EXERCISE GOAL: Lines of the data that contain the word "following" are the ones to copy.

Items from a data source
────────────────────

PR #1352, opened 2016-10-05
Rejecting auction cancels c2 proposal

### LINKED ISSUE #1303: C2 request is canceled for archived or rejected auctions

harrisj:
Merge #1351 first

Fixes #1303

### DIFF
--- a/app/controllers/admin/auction_rejections_controller.rb
+++ b/app/controllers/admin/auction_rejections_controller.rb
@@ -1,8 +1,7 @@
 class Admin::AuctionRejectionsController < Admin::BaseController
   def update
     auction = Auction.find(params[:id])
-    auction.update(delivery_status: :rejected, rejected_at: Time.current)
-    WinningBidderMailer.auction_rejected(auction: auction).deliver_later
+    RejectAuction.new(auction: auction).perform
     redirect_to admin_auction_path(auction)
   end
 end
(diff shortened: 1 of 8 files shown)


adelevie:
LGTM

PR #1364, opened 2016-10-13
Creating auction should redirect to show page

### LINKED ISSUE #1357: When new auction is successfully created, admin should go to show page
Right now, when I click the "Create" button on the https://micropurchase.18f.gov/admin/auctions/new page, and my auction is successfully created, I am taken to the "Needs Attention" page. I should be taken to the show page for that auction.

See https://github.com/18F/micropurchase/issues/931 and https://github.com/18F/micropurchase/issues/930

harrisj:
Fixes #1357

### DIFF
--- a/features/step_definitions/navigation_steps.rb
+++ b/features/step_definitions/navigation_steps.rb
@@ -106,6 +106,10 @@ Then(/^I should be on my profile page$/) do
   expect(page.current_path).to eq(profile_path)
 end
 
+Then(/^I should be on the admin auction page for that auction$/) do
+  expect(page.current_path).to eq(admin_auction_path(@auction))
+end
+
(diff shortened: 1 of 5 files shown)


features/step_definitions/navigation_steps.rb
```diff
@@ -106,6 +106,10 @@
   expect(page.current_path).to eq(profile_path)
 end
 
+Then(/^I should be on the admin auction page for that auction$/) do
```
jessieay: I am pretty sure we already have this step defined

harrisj: Actually, this is correct. IT's the "check I'm in the right place" equivalent to the "open the URL" for the admin auction show page

PR #1374, opened 2016-10-18
Add new /account pages

### LINKED ISSUE #1201: Vendor account page - includes bid history
As a vendor on micro-purchase platform, I want to go to one place to access information about my account and my bid history, so the current bid history and profile pages should be collapsed into 1 page

**Context**

- [x] **Scenario: Vendor navigates to /account/profile page**
- When I have navigated to micropurchase.18f.gov/account/profile
- Then I should see a page titled "My Account"
- And I should see a sub navigation under the title
- And the sub navigation should contain a link labeled "Profile"
- And the sub navigation should contain a link labeled "Bids placed"
- And "Profile" should be selected
- And I should see beneath the sub navigation the content that is currently on the /profile page

- [ ] **Scenario: Vendor navigates to /account/bids_placed**
- When I navigate to /account/bids_placed
- Then I should see a page titled "My Account"
- And I should see a sub navigation under the title
- And the sub navigation should contain a link labeled "Profile"
- And the sub navigation should contain a link labeled "Bids placed"
- And "Bids placed" should be selected

- [ ] **Scenario: Vendor navigates to /account/bids_placed and sees bid history**
- When I navigate to /account/bids_placed
- And I have a history of bids
- Then I should see a table
- And the table should contain a column labeled `<Column name>`
- And that column should display `<Column data>`

| Column name | Column data |
| --- | --- |
| Auction | The name of the auction that links to the auction show page (micropurchase.18f.gov/auctions/[id]) |
| Status | The Phase of that auction - Open or Closed |
| Number of Bids | The number of bids by that vendor on that auction |
| Lowest Bid | The lowest bid amount for that vendor |
| Won? | Yes or No |

- [ ] **Scenario: Vendor navigates to /account/bids_placed, and does NOT have a bid history**
- When I navigate to /account/bids_placed
- And I do NOT have a history of bids
- Then I should see the following message instead of the bid history table

> This page is blank because you’ve yet to bid on an auction. Peruse our list of coming soon and open auctions to find one that interests you. 

screen shot 2016-09-20 at 1 37 50 pm

- And "list of coming soon and open auctions" should be linked to micropurchase.18f.gov

harrisj:
Fixes #1201 

This updates a few existing controller methods:

1. `profile` is now `/account/profile` with a new look and tabbed subnavs
2. `my-bids` is now `/account/bids_placed` with a differently formatted table that summarizes bidding details for auctions rather than listing all bids.

Profile page
18f_-_micro-purchase

User has not bid
banners_and_alerts_and_18f_-_micro-purchase

User has bid
banners_and_alerts_and_18f_-_micro-purchase


spec/controllers/users_controller_spec.rb
```diff
@@ -27,6 +27,34 @@
...
+        create(:bid, bidder: other_person, auction: auction)
+        get :bids_placed, { }, user_id: current_bidder.id
+        view_model = assigns(:view_model)
+        expect(view_model).to_not be_nil
+        expect(view_model.auctions).to be_empty
+      end
+    end
+  end
+
+
```
jessieay: couple extra newlines :)

spec/controllers/users_controller_spec.rb
```diff
@@ -27,6 +27,34 @@
...
   end
 
+  describe '#bids_placed' do
+    context 'when logged in' do
+      it 'should assign auctions that current user have bidded on, presented' do
+        current_bidder = create(:user, sam_status: :sam_accepted)
+        auction = create(:auction)
+        bid = create(:bid, bidder: current_bidder, auction: auction)
+        expect(bid).to be_valid
+        get :bids_placed, { }, user_id: current_bidder.id
```
jessieay: I think it would be helpful here to have newlines between setup, exercise, and expectations (like you did in spec/view_models/user_auction_view_model_spec.rb)

app/controllers/users_controller.rb
```diff
@@ -15,4 +15,8 @@ def update
       render :edit
     end
   end
+
+  def bids_placed
```
jessieay: I am not line love with having non-RESTful routes like this. Why not map the same route we were using before (`bids#index`) to the path name that we want? As a rails dev, that routing makes more sense to me

harrisj: I just am implementing what was in the issue. I think my problem with just using `/bids` is that this is not a list of all bids, but just those scoped to the user. I personally would prefer `/account/bids` to `bids_placed` though

spec/controllers/users_controller_spec.rb
harrisj: Got it

spec/controllers/users_controller_spec.rb
harrisj: Thanks!

app/controllers/users_controller.rb
jessieay: Yeah I think the URL is fine, but the actual rails route could be more REST-ful. (so you'd map `bids_placed` to `bids#index` or `account/bids#index` in config/routes.rb)

jessieay: I think the standardized naming conventions are really helpful from a developer perspective.

harrisj: So, you think I should move this back to the `bids_controller` then and map `/account/bids` to the `bids#index` method?

jessieay: yeah I think that's as great idea! then you can still keep the same URL per the feature request

config/routes.rb
```diff
@@ -56,9 +56,9 @@
     get 'receipt', to: 'receipts#show'
   end
 
-  resources :bids, only: [:index]
   resources :users, only: [:update]
-  get 'profile', to: 'users#edit'
+  get 'account/profile', to: 'users#edit', as: 'profile'
+  get 'account/bids', to: 'bids#index', as: 'bids_placed'
```
jessieay: 👏  😂  (o' joy)

app/views/users/_subnav.html.erb
```diff
@@ -0,0 +1,8 @@
+<div class="user-subnav">
+  <%= link_to I18n.t('labels.vendor.account.tabs.profile'),
+      profile_path,
+      class: "nav-auction #{ 'active' if active == :profile }" %>
```
jessieay: I might like to see this logic in the view model in future iterations.

app/view_models/user_auction_view_model.rb
```diff
@@ -0,0 +1,59 @@
...
+    BiddingStatusPresenterFactory.new(auction).create.label
+  end
+
+  def user_bid_count
+    user_bids.count
+  end
+
+  def user_won_label
+    if user_won?
+      'Yes'
```
jessieay: would be good to put this in I18n when we get a chance

PR #1375, opened 2016-10-19
Don't display "Bids placed" tab to admins

### LINKED ISSUE #1330: Admin account page - Just shows profile information
As an admin, I won't be bidding on any auctions, so I should not see page for my bids.

- [ ] **Scenario: Admin does not see subnav on /account/profile page**
- When I am on the micropurchase site
- And I navigate to /account/profile
- Then I should just see my profile information (no subnav)

harrisj:
Fixes #1330

**Merge after #1374**


app/controllers/users_controller.rb
```diff
@@ -15,4 +15,8 @@ def update
       render :edit
     end
   end
+
+  def bids_placed
```
jessieay: I think this is an unused method that got in here via merge

features/admin_views_profile.feature
```diff
@@ -0,0 +1,13 @@
...
+  So the current bid history and profile pages should be collapsed into 1 page
+
+  Scenario: Vendor navigates to /account/profile page
+    Given I am an administrator
+    And I sign in
+    When I visit my profile page
+    Then I should see a page header labeled "My Account"
+    And the "Profile" subnav should be selected
+    And I should see a profile form with my info
+    And I should not see a "Bids placed" subnav
```
jessieay: what about I18n? I feel like we were moving toward referencing I18n strings in feature specs, right?

harrisj:
These are dependent on #1374 being merged first

harrisj:
Done, I just added an explicit view model for the Subnav that is instantiated by the other view models (it seemed cleaner to put that logic in a single view model rather than split among the two existing ones)

app/views/users/_bids_table_none.html.erb
```diff
@@ -0,0 +1,2 @@
+<%= t('labels.vendor.account.bids_placed.no_bids_html',
+    index_url: Url.new(link_text: 'current and upcoming auctions', path_name: 'root')) %>
```
jessieay: I actually think this is unused -- remove?

app/views/users/bids_placed.html.erb
```diff
@@ -0,0 +1,15 @@
+<div class="user-profile">
+  <div class="user-header-wrapper">
+    <div class="usa-grid">
+      <div class="user-header-title">
+        <h1><%= t 'labels.vendor.account.title' %></h1>
+      </div>
+      <%= render partial: 'users/subnav', locals: {active: :bids_placed} %>
```
jessieay: +1 to myself :)

app/views/bids/index.html.erb
```diff
@@ -4,7 +4,7 @@
       <div class="user-header-title">
         <h1><%= t 'labels.vendor.account.title' %></h1>
       </div>
-      <%= render partial: 'users/subnav', locals: {active: :bids_placed} %>
+      <%= render partial: 'users/subnav', locals: {subnav: @view_model.subnav_view_model} %>
```
jessieay: spaces inside curly braces, please!

jessieay:
Just a couple more comments -- there's an unused partial in there!

app/views/bids/index.html.erb
jessieay: it is? it's what we've done in the rest of this project. I am fine with changing but it is pretty common to enforce this in Ruby projs that I've seen.

jessieay:
This looks awesome. Will merge once 🍏

PR #425, opened 2023-02-27
LUN-464: Fixed exercise screen to lock levels if score threshold unlo…

lunars97:
…ck is not above as well as renamed some functions to make them more clear


SteffiStuffel (commented):
Why have you closed the old PR and opend a new one? Now it is necessary to review everything again. Can you please reactivate the old branch and PR, so we can continue work and discuss on this or tell why it was necessary to open a new one?

PR #426, opened 2023-03-01
LUN-423: Upgrade react native to 0.70.7

sarahsporck:


android/app/build.gradle
```diff
@@ -202,13 +191,13 @@ android {
             // Due to a bug inside AGP, we have to explicitly set a dependency
             // between configureNdkBuild* tasks and the preBuild tasks.
             // This can be removed once this is solved: https://issuetracker.google.com/issues/207403732
```
LeandraH, line 193: Can this comment be removed now?

android/app/src/main/jni/CMakeLists.txt
```diff
@@ -0,0 +1,7 @@
+cmake_minimum_required(VERSION 3.13)
+
+# Define the library name here.
+project(rndiffapp_appmodules)
```
LeandraH, line 4:
```suggestion
project(lunes_appmodules)
```

LeandraH (approved):
Very nice, tested on a real iOS device

android/app/build.gradle
sarahsporck: Can probably be removed when upgrading the android gradle plugin to 7.3+
but has to stay for now

SteffiStuffel (approved):
Nice work, thank you :pray:

PR #432, opened 2023-03-06
LUN-472: Dependabot vulnerability alerts

LeandraH:
This pull request belongs to https://issues.tuerantuer.org/browse/LUN-472. It fixes the vulnerability alerts that Dependabot can't fix by itself.


SteffiStuffel (approved):
Nice. Tested on Andoird and ios browserstack.

sarahsporck (approved):
Tested on Android.
Tested on iOS simulator.

PR #436, opened 2023-03-28
LUN-xx: Fix release notes CICD

SteffiStuffel:


LeandraH (approved):
Looks reasonable but I don't understand what the problem is. Is this connected to the deployments failing yesterday?

SteffiStuffel:
> Looks reasonable but I don't understand what the problem is. Is this connected to the deployments failing yesterday?

No not related to failing deployments. I relates to the yarn updates and fixes the correct display of the release notes.

PR #438, opened 2023-04-12
LUN-480: Fix filtering with special characters

lunars97:

### DIFF
--- a/src/services/__tests__/helpers.spec.ts
+++ b/src/services/__tests__/helpers.spec.ts
@@ -1,10 +1,22 @@
-import { NextExercise, SCORE_THRESHOLD_UNLOCK, SimpleResult } from '../../constants/data'
+import {
+  ARTICLES,
+  NextExercise,
+  SCORE_THRESHOLD_UNLOCK,
+  SimpleResult,
+  VOCABULARY_ITEM_TYPES,
+} from '../../constants/data'
 import { loadDiscipline } from '../../hooks/useLoadDiscipline'
 import { VocabularyItemResult } from '../../navigation/NavigationTypes'
 import VocabularyItemBuilder from '../../testing/VocabularyItemBuilder'
 import { mockDisciplines } from '../../testing/mockDiscipline'
 import { getExerciseProgress } from '../AsyncStorage'
-import { calculateScore, getNextExercise, getProgress, willNextExerciseUnlock } from '../helpers'
+import {
+  calculateScore,
+  getNextExercise,
+  getProgress,
+  getSortedAndFilteredVocabularyItems,
+  willNextExerciseUnlock,
+} from '../helpers'
 
 import mocked = jest.mocked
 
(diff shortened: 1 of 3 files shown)


src/services/helpers.ts
```diff
@@ -182,27 +180,26 @@ export const calculateScore = (vocabularyItemsWithResults: VocabularyItemResult[
...
 
 export const getSortedAndFilteredVocabularyItems = (
   vocabularyItems: VocabularyItem[] | null,
   searchString: string
 ): VocabularyItem[] => {
-  const collator = new Intl.Collator('de-De', { sensitivity: 'base', usage: 'sort' })
+  const collator = new Intl.Collator('de-De', { sensitivity: 'base', usage: 'sort', localeMatcher: 'lookup' })
 
-  const normalizedSearchString = normalizeSearchString(searchString)
+  const normalizedSearchString = searchString
```
SteffiStuffel, line 199: By changing this like that, we will have problems: e.g. when entering 
"Die Ölk" the result should be "Die Ölkanne", 
when entering "große Ölkanne", the result should be empty.

In the previous `normalizeSearchString` function this was working properly, as we there only removed the first word from the searchString if it is an Article, see:
```
  const searchStringWithoutArticle = ARTICLES.map(article => article.value).includes(
    searchString.split(' ')[0].toLowerCase()
  )
    ? searchString.substring(searchString.indexOf(' ') + 1)
    : searchString
```
If the first word is an article we remove it from the search string, if the first word is something else (not an article) we keep it in the search string.

This behaviour should not be changes by this PR.

SteffiStuffel (commented):
Nice work, looks good :rocket: 

Just one small hint: Please squash the commits together into one. If you need help with this, we can have a look at it together today.

src/services/helpers.ts
```diff
@@ -1,5 +1,4 @@
 import { AxiosResponse } from 'axios'
-import normalizeStrings from 'normalize-strings'
```
LeandraH, line 2: It looks to me like we can then remove the package 'normalize-strings' from our code. Can you check if that is indeed the case?

lunars97: yes, we don't use it anymore. I will remove it.

lunars97: seems like the changes related to  package removal disappeared after committing it. There is no package on my local repository

.circleci/config.yml
```diff
@@ -583,48 +583,7 @@ parameters:
         type: boolean
 version: 2.1
 workflows:
-    browserstack_delivery:
```
SteffiStuffel, line 586: Please undo the changes in this file.

SteffiStuffel (commented):
It is not working now. If entering `ölk...` i get no result.

Edit: Also not working on main, think there is something weird with my emulator.

steffenkleinle (changes requested):
I think the current solution is not perfect. It prevents users from finding words including special characters using the "normalized" character.
Example: Finding `der Abhänger` with the filter query `Abha` is not working, only the use of `Abhä` works. In my opinion both should work though.

src/services/helpers.ts
```diff
@@ -210,7 +209,12 @@ export const getSortedAndFilteredVocabularyItems = (
   }
 
   const filteredVocabularyItems = vocabularyItems?.filter(
-    item => item.word.toLowerCase().includes(normalizedSearchString) || matchAlternative(item, normalizedSearchString)
+    item =>
+      item.word
+        .toLowerCase()
+        .normalize('NFD')
+        .replace(/[\u0300-\u036f]/g, '')
```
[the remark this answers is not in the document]
lunars97: I just looked for solutions and stumbled upon normalize() method [https://developer.mozilla.org/en-US/docs/Web/JavaScript/Reference/Global_Objects/String/normalize](url) It basically decomposes combined characters into their base character and accent marks ( for ex., ä,ö, ü). The regex `/[\u0300-\u036f]/g` is used to match and remove accent marks, tildes, and other symbols that modify characters.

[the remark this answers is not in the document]
lunars97: I thought that it might only be need on search query if someone types basic characters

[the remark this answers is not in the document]
SteffiStuffel: Please put the regex into a variable with a speaking name, so everyone reading this code, knows what is happening here.

SteffiStuffel (commented):
Please add tests for this function, it should test:
1) Ordering of the words in the list is correct. Words starting with special chars should not be placed at the end.
2) Words with ö,ä,ü are found correctly when searching for both "ö,ü,a" and "o,u,a"
3) Words with "o,a,u" are not found, when searching for "ö,ä,ü"

src/services/helpers.ts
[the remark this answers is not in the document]
steffenkleinle: > Please add tests for this function, it should test:
> 
>     1. Ordering of the words in the list is correct. Words starting with special chars should not be placed at the end.
> 
>     2. Words with ö,ä,ü are found correctly when searching for both "ö,ü,a" and "o,u,a"
> 
>     3. Words with "o,a,u" are not found, when searching for "ö,ä,ü"

Tbh I disagree with 3., if you type the normal chars (a, o, u) also the special chars (ä, ö, ü) should be found. That is also the reason why I personally would rather just keep the library...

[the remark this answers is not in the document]
steffenkleinle: There are also other edge cases like `'`, ß...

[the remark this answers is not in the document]
lunars97: should I revert everything back as it was with the library?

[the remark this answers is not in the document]
steffenkleinle: I would use normalize strings on both the search string/query AND every word we are comparing. I think that is the easiest, most thorough and covers all the edge cases. If you or @SteffiStuffel would rather use a custom regex or some other way, that is completely fine for me as well :)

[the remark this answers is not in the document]
SteffiStuffel: I also think using a library is better than custom regex :+1:

src/services/__tests__/helpers.spec.ts
```diff
@@ -167,4 +179,148 @@ describe('helpers', () => {
...
+        {
+          id: 10,
+          type: VOCABULARY_ITEM_TYPES.lunesStandard,
+          word: 'Untergrund',
+          article: ARTICLES[1],
+          audio: '',
+          images: [{ id: 2, image: 'image' }],
+          alternatives: [],
+        },
+      ]
```
steffenkleinle, line 321: Can't you just get those from the VocabularyItemBuilder?

steffenkleinle (approved):
Well done :rocket:

src/services/__tests__/helpers.spec.ts
lunars97: @steffenkleinle I wanted to compare this data with the one which was created by the **VocabularyItemBuilder**

steffenkleinle: But basically you are just checking that `getSortedAndFilteredVocabularyItems` doesn't change the input, right? Or am I missing something?

lunars97: @steffenkleinle I am checking the correct order of the list whether the umlaut characters are not at the very end of the list

steffenkleinle: But you are doing
``` 
      const sortedTestData = getSortedAndFilteredVocabularyItems(sortedData, '')
      expect(sortedData).toEqual(sortedTestData)
```
which checks for equality of `sortedData` and `sortedTestData`. So actually you are just making sure that `sortedData` is still the same after calling `getSortedAndFilteredVocabularyItems` on it. Am I missing something?

steffenkleinle (approved):

src/services/__tests__/helpers.spec.ts
lunars97: @steffenkleinle you are right. I am comparing unsorted list with sorted

steffenkleinle: However, the naming does not represent this, both is called "sorted", not "unsorted". And if one is sorted and one is unsorted, it should not be equal after sorting, should it?

steffenkleinle: You should pass an unsorted list as params though then, not the already sorted list

lunars97: @steffenkleinle you are right. Now I understand what I did here is a illogical. Thank you:)

sarahsporck (approved):

sarahsporck:
Tested on simulated ios :)

src/services/__tests__/helpers.spec.ts
steffenkleinle: Good to merge :rocket:

PR #439, opened 2023-04-17
LUN-488: Renamed correctly the headline of the user vocabulary editin…

lunars97:
…g screen


LeandraH (approved):
Very nice, tested in simulated iOS

f1sh1918 (approved):
works as expected! Nice :)

PR #440, opened 2023-04-18
LUN-483: Fixed header button back to word list on word list screen

lunars97:

### DIFF
--- a/src/components/ExerciseHeader.tsx
+++ b/src/components/ExerciseHeader.tsx
@@ -65,17 +65,11 @@ const ExerciseHeader = ({
   const theme = useTheme()
   const showProgress = numberOfWords !== undefined && numberOfWords > 0 && currentWord !== undefined
   const progressText = showProgress ? `${currentWord + 1} / ${numberOfWords}` : ''
-  const isWordList = exerciseKey === 0 || exerciseKey === undefined
-  const isLastWordInList = isWordList && numberOfWords === (currentWord ?? 0) + 1
-  const title =
-    labelOverride ?? isLastWordInList
-      ? getLabels().results.action.backToWordlist
-      : getLabels().general.header.cancelExercise
 
   useEffect(() => {
     const renderHeaderLeft = () => (
       <NavigationHeaderLeft
-        title={title}
+        title={getLabels().general.header.cancelExercise}
         onPress={confirmClose ? () => setIsModalVisible(true) : () => navigation.dispatch(closeExerciseAction)}
         isCloseButton={isCloseButton}
       />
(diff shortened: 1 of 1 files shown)


src/components/ExerciseHeader.tsx
```diff
@@ -73,12 +73,16 @@ const ExerciseHeader = ({
       : getLabels().general.header.cancelExercise
 
   useEffect(() => {
+    const handleOnPress = () => {
+      if (!confirmClose && isLastWordInList) {
```
LeandraH, line 77: I'm not sure we still need the `!confirmClose`. Can you explain its role here to me?

LeandraH (approved):
Nice!

src/components/ExerciseHeader.tsx
lunars97: Thank you @LeandraH for your review and question. I also think it does nothing here. I think because of this previous line of code was not working properly. I think I can convert my changes into one line of code like it was before only replacing `!confirmClose` with `isLastWordInList`

LeandraH: Hmmm, no, when you look at the props of the ExerciseHeader, we assign the default `confirmClose = true` in line 58.

Before this PR, there were two possible cases here of what happens after a user taps on the close button: Either we ask if the user is sure that they want to close the exercise, or it closes immediately. In both cases, the user is sent to the overview of the levels, either straight away or after confirming. What we want to add in this PR is a third scenario where the user is not sent to the overview of the levels but to the word list. So we need to add a possible outcome, not replace one.

SteffiStuffel (changes requested):
Thanks for your PR, this is the correct place to start working on this bug :+1: 

Though there are some problems with your suggested solution:
1) When we open the word list and click on a word (= open the detail view) and then in the header click the close icon, we expect that there should be no confirmation modal, but with your changes now the confirmation modal opens. 
2) The confirmation modal should still be visible for all other exercises, when closing them. Now the confirmation modal is not shown for all other exercises. 
3) You can not replace the `dispatch(closeExerciseAction)` with `navigation.goBack()`. In a lot of places this will lead to the correct solutions, but for example do the following:
Go to an exercise -> complete it sucessfully -> at the result screen click on "Next exercise" and the in this second exercise click on the header-close-icon. Then we will see the last screen, as this what "goBack" does, but this last screen is the result screen and this is wrong, when this second exercise is cancelt it should go back to the screen where the first exercise was started from, e.g. ExercisesScreen or HomeScreen.

I think there are two solutions for this task:
1) The simpler (but not that nice one): Just rename the header for the last word, so it always says "Übung beenden" for every word, also the last one.
2) The nicer solution would be to adjust the behavior of the close button in the header, so when in an Detail-View of a word, a click on "Übung beenden" always goes back to the word-list.

You can choose which one you prefer to do.

SteffiStuffel (approved):
Looks good. Tested on Android emulator.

────────────────────

SOLUTION TO THE EXERCISE:
- Then I should see the following message instead of the bid history table
3) You can not replace the `dispatch(closeExerciseAction)` with `navigation.goBack()`. In a lot of places this will lead to the correct solutions, but for example do the following:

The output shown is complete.